PR #669, opened 2021-11-01
Catch conversion adjustment failures

ujwaldhakal:
The main changes are

1) Added `conversion_adjustments` key while using `GoogleAdsError` class to get the list of errors

### DIFF
--- a/src/Google/Ads/GoogleAds/Util/V8/GoogleAdsErrors.php
+++ b/src/Google/Ads/GoogleAds/Util/V8/GoogleAdsErrors.php
@@ -25,6 +25,13 @@ use Google\Ads\GoogleAds\V8\Errors\ErrorLocation\FieldPathElement;
 
 final class GoogleAdsErrors
 {
+    private const SUPPORTED_FIELDS = [
+        'operations',
+        'mutate_operations',
+        'conversion_adjustments',
+        'conversions'
+    ];
+
     /**
      * Gets a list of all partial failure error messages for a given response. Operations are
      * indexed from 0.
@@ -109,10 +116,7 @@ final class GoogleAdsErrors
                 $element = $pathElements[0];
                 $fieldName = $element->getFieldName();
                 $index = $element->getIndex();
-                if (
-                    ($fieldName === "operations" || $fieldName === "mutate_operations"
-                    || $fieldName === "conversions" || $fieldName === "conversion_adjustments") && $index == $operationIndex
-                ) {
+                if ( in_array($fieldName, self::SUPPORTED_FIELDS) && $index == $operationIndex) {
                     $result[] = $error;
                 }
             }
--- a/src/Google/Ads/GoogleAds/Util/V8/GoogleAdsErrors.php
+++ b/src/Google/Ads/GoogleAds/Util/V8/GoogleAdsErrors.php
@@ -111,7 +111,7 @@ final class GoogleAdsErrors
                 $index = $element->getIndex();
                 if (
                     ($fieldName === "operations" || $fieldName === "mutate_operations"
-                    || $fieldName === "conversions") && $index == $operationIndex
+                    || $fieldName === "conversions" || $fieldName === "conversion_adjustments") && $index == $operationIndex
                 ) {
                     $result[] = $error;
                 }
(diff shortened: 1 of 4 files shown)


PierrickVoulet:
@ujwaldhakal Thanks for contributing!

Could you provide a piece of code that demonstrates the issue that you are fixing with this PR? I would like to reproduce the issue on my end.

PierrickVoulet (commented):
@ujwaldhakal Thanks for contributing!

Could you provide a piece of code that demonstrates the issue that you are fixing with this PR? I would like to reproduce the issue on my end.

ujwaldhakal:
```
use Google\Ads\GoogleAds\Lib\V8\GoogleAdsClient;
use Google\Ads\GoogleAds\V8\Services\ConversionAdjustmentUploadServiceClient;
use Google\Ads\GoogleAds\V8\Services\ConversionAdjustment;


// this is client after autheticating with oauthBuilder
public function getGoogleAdsClient(): GoogleAdsClient
    {
        return $this->googleAdsClient;
    }
    
    
public function uploadConversionAdjustment() {

/** ConversionAdjustmentUploadServiceClient **/
$client = $this->getGoogleAdsClient()->getConversionAdjustmentUploadServiceClient();

$response = $client->uploadConversionAdjustments(
            $customerId,
     new ConversionAdjustment([//fill data here]), // cli
            true,
        );

```
 now when there is an error and I try to handle partial failures like 
[Handle partial failures](https://github.com/googleads/google-ads-php/blob/d65942e7bcefa91154e234fa91a3b3e5e3fb559e/examples/ErrorHandling/HandlePartialFailure.php#L211
)  

The line [Line](https://github.com/googleads/google-ads-php/blob/d65942e7bcefa91154e234fa91a3b3e5e3fb559e/examples/ErrorHandling/HandlePartialFailure.php#L218) does not print any error because the field conversion adjustment is missing in line [Line](https://github.com/googleads/google-ads-php/blob/d65942e7bcefa91154e234fa91a3b3e5e3fb559e/src/Google/Ads/GoogleAds/Util/V8/GoogleAdsErrors.php#L114)

PierrickVoulet (approved):

PierrickVoulet:
@ujwaldhakal Thanks!

@fiboknacky I was able to reproduce the issue and confirm the fix.

src/Google/Ads/GoogleAds/Util/V8/GoogleAdsErrors.php
```diff
@@ -111,7 +111,7 @@ public static function fromFailure(
                 $index = $element->getIndex();
                 if (
                     ($fieldName === "operations" || $fieldName === "mutate_operations"
-                    || $fieldName === "conversions") && $index == $operationIndex
+                    || $fieldName === "conversions" || $fieldName === "conversion_adjustments") && $index == $operationIndex
```
ujwaldhakal, line 114: @PierrickVoulet is it ok if we cast fieldName as array of fieldName and we can check in array with clean code ?

PierrickVoulet: Not sure I understand correctly your suggestion, could you provide a concrete example or [a GitHub Gist](https://gist.github.com/)?

fiboknacky (commented):
LGTM except for the point that is pending.

src/Google/Ads/GoogleAds/Util/V8/GoogleAdsErrors.php
ujwaldhakal: I mean we can do something like

```
private $supportedFieldNames = ['conversions','conversion_adjustments','operations'];

In line 114 

if(in_array($fieldName, $this->supportedFieldNames) && $index === $operationIndex) {

}

```

PierrickVoulet: Makes sense, the best would be to have it as a constant though.

ujwaldhakal: @PierrickVoulet thanks, i have updated it and when will this be merged and release , since i am implementing custom error handling solutions :)

fiboknacky (approved):

PR #671, opened 2021-11-03
Add gRPC transport credential and insecure channel settings in configuration

PierrickVoulet:


examples/Authentication/google_ads_php.ini
```diff
@@ -46,3 +46,7 @@ refreshToken = "INSERT_OAUTH2_REFRESH_TOKEN_HERE"
 ; Optional transport settings.
 ; By default, "grpc" is used if available otherwise "rest".
 ; transport = "grpc"
+
+; Optional gRPC transport settings.
+; By default, false is used.
```
fiboknacky, line 51: Please add more details on this. For a person with no background about insecure channel, it's hard to understand when and how we can use this option and what the consequence it will have.

src/Google/Ads/GoogleAds/Lib/V7/GoogleAdsClientBuilder.php
```diff
@@ -290,11 +324,41 @@ public function validate()
...
         if (is_null($this->logLevel)) {
             $this->logLevel = LogLevel::INFO;
         } elseif (!defined('Psr\Log\LogLevel::' . strtoupper($this->logLevel))) {
             throw new InvalidArgumentException("The log level must be a valid PSR log level");
         }
+
+        if ($this->grpcChannelIsInsecure && $this->grpcChannelCredential !== null) {
+            throw new InvalidArgumentException(
+                'The gRPC channel credential can only be set when the gRPC channel is set as ' .
+                'not insecure.'
```
fiboknacky, line 342: Can we rename the variable to the "grpcChannelIsSecure" and default it to "true"?
It's error-prone and hard to maintain int the future when using the double negation like this.

src/Google/Ads/GoogleAds/Lib/V7/GoogleAdsClientBuilder.php
```diff
@@ -35,7 +37,10 @@
  */
 final class GoogleAdsClientBuilder extends AbstractGoogleAdsBuilder
 {
+    use GrpcSupportTrait;
+
     private static $DEFAULT_LOGGER_CHANNEL = 'google-ads';
+    private static $DEFAULT_GRPC_CHANNEL_IS_SECURE = true;
```
fiboknacky, line 43: Can we use a new syntax for private const here?

src/Google/Ads/GoogleAds/Lib/V7/GoogleAdsClientBuilder.php
```diff
@@ -80,6 +88,20 @@ public function from(Configuration $configuration)
         );
         $this->proxy = $configuration->getConfiguration('proxy', 'CONNECTION');
         $this->transport = $configuration->getConfiguration('transport', 'CONNECTION');
+        $this->grpcChannelIsSecure =
+            is_null($configuration->getConfiguration('grpcChannelIsSecure', 'CONNECTION'))
+            || $configuration->getConfiguration('grpcChannelIsSecure', 'CONNECTION') === ""
```
fiboknacky, line 93: Can you double check if `getConfiguration` can return null as well? If yes, we probably need to use `empty` instead.

PierrickVoulet: I cannot use `empty` here because `empty(false)` returns `true`. We only want to use the default value when the value is undefined or an empty string.

fiboknacky: Sorry. Somehow, I didn't see line 92 that you checked is_null already.

tests/Google/Ads/GoogleAds/Lib/V7/GoogleAdsClientTest.php
```diff
@@ -132,4 +141,19 @@ public function testNullLinkedCustomerIdNotAppearInClientOptions()
             $googleAdsClient->getGoogleAdsClientOptions()
         );
     }
+
+    public function testGrpcChannelCredentialWhenGrpcChannelIsSecureInClientOptions()
```
fiboknacky, line 145: When GRPC channel is "NOT" secure?
I see you set the value here as false.

fiboknacky (commented):
One minor comment.

tests/Google/Ads/GoogleAds/Lib/V7/GoogleAdsClientTest.php
PierrickVoulet: Good catch!

fiboknacky (approved):

PR #672, opened 2021-11-04
Add gRPC interceptors setting in configuration

### LINKED ISSUE #207: Allow developers write their own interceptors
The current PHP package has a hidden feature - interceptors for grpc requests. 
As seen here: `\Google\Ads\GoogleAds\Lib\V1\ServiceClientFactoryTrait::getGoogleAdsClientOptions`
One application for them is logging (which is already implemented).

For a regular developer, it is not easy to use them and there is no documentation for it available. I feel there is a HUGE benefit in making them available to the general public. For example, I used them to create a VCR layer which would record and playback of all requests and responses (for purposes of testing).

The problem is that `\Google\Ads\GoogleAds\Lib\V1\GoogleAdsClient` is final and doesn't let you customize interceptors.

What do you think?

PierrickVoulet:
Fixes #207


fiboknacky:
This will be probably reviewed after I release support for v9. Could you please wait until that and patch to support v9 too? Thanks.

PierrickVoulet:
> This will be probably reviewed after I release support for v9. Could you please wait until that and patch to support v9 too? Thanks.

Done. Feel free to take a loot whenever you can.

src/Google/Ads/GoogleAds/Lib/ConfigurationTrait.php
```diff
@@ -35,6 +36,7 @@ trait ConfigurationTrait
     private $logLevel;
     private $proxy;
     private $transport;
+    private $grpcInterceptors;
```
fiboknacky, line 39: Same question with the other PR. How do you plan to support this in the config file?

PierrickVoulet: There is no plans to support this in the config file.

We could do it in the future if we decide to support config file in `PHP` format to complement or replace the current `INI` format but this is out of scope of this PR.

fiboknacky: Ditto. Please see the comment in the other PR

fiboknacky (approved):

lezhnev74:
Awesome!

PR #674, opened 2021-11-05
Add middleware settings in configuration

### LINKED ISSUE #207: Allow developers write their own interceptors

PierrickVoulet:
Fixes #207


PierrickVoulet:
@fiboknacky I only implemented the change for V8 as of now. I will replicate for V7 when it looks good to you.

src/Google/Ads/GoogleAds/Lib/ConfigurationTrait.php
```diff
@@ -35,6 +35,8 @@ trait ConfigurationTrait
     private $logLevel;
     private $proxy;
     private $transport;
+    private $unaryMiddlewares;
```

__YOUR INSTRUCTIONS__
Lines of the listing above that hold the string "throw" should each be copied.

__YOUR RESPONSE__
             throw new InvalidArgumentException("The log level must be a valid PSR log level");
+            throw new InvalidArgumentException(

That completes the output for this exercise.